ABOUT THIS EXERCISE: From the line containing "Now depends on #9288 instead." through the final line of the records, reproduce every line exactly.

Saved data entries
PR #9287, opened 2019-07-04
main/mesa: enable etnaviv and tegra support

PureTryOut:
Depends on #9288


PureTryOut:
Now depends on #9288 instead.

PR #9288, opened 2019-07-04
main/libdrm: switch to meson and enable tegra & etnaviv

z3ntu:
Depends & includes the commit from #9266


main/libdrm/APKBUILD
```diff
@@ -19,29 +19,26 @@ source="https://dri.freedesktop.org/$pkgname/$pkgname-$pkgver.tar.bz2
 builddir="$srcdir/$pkgname-$pkgver"
```
PureTryOut: As this is the default value, this can be removed

z3ntu:
Not merged yet... I've re-opened the PR as #9319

TASK ANSWER:
Now depends on #9288 instead.

PR #9288, opened 2019-07-04
main/libdrm: switch to meson and enable tegra & etnaviv

z3ntu:
Depends & includes the commit from #9266


main/libdrm/APKBUILD
```diff
@@ -19,29 +19,26 @@ source="https://dri.freedesktop.org/$pkgname/$pkgname-$pkgver.tar.bz2
 builddir="$srcdir/$pkgname-$pkgver"
```
PureTryOut: As this is the default value, this can be removed

z3ntu:
Not merged yet... I've re-opened the PR as #9319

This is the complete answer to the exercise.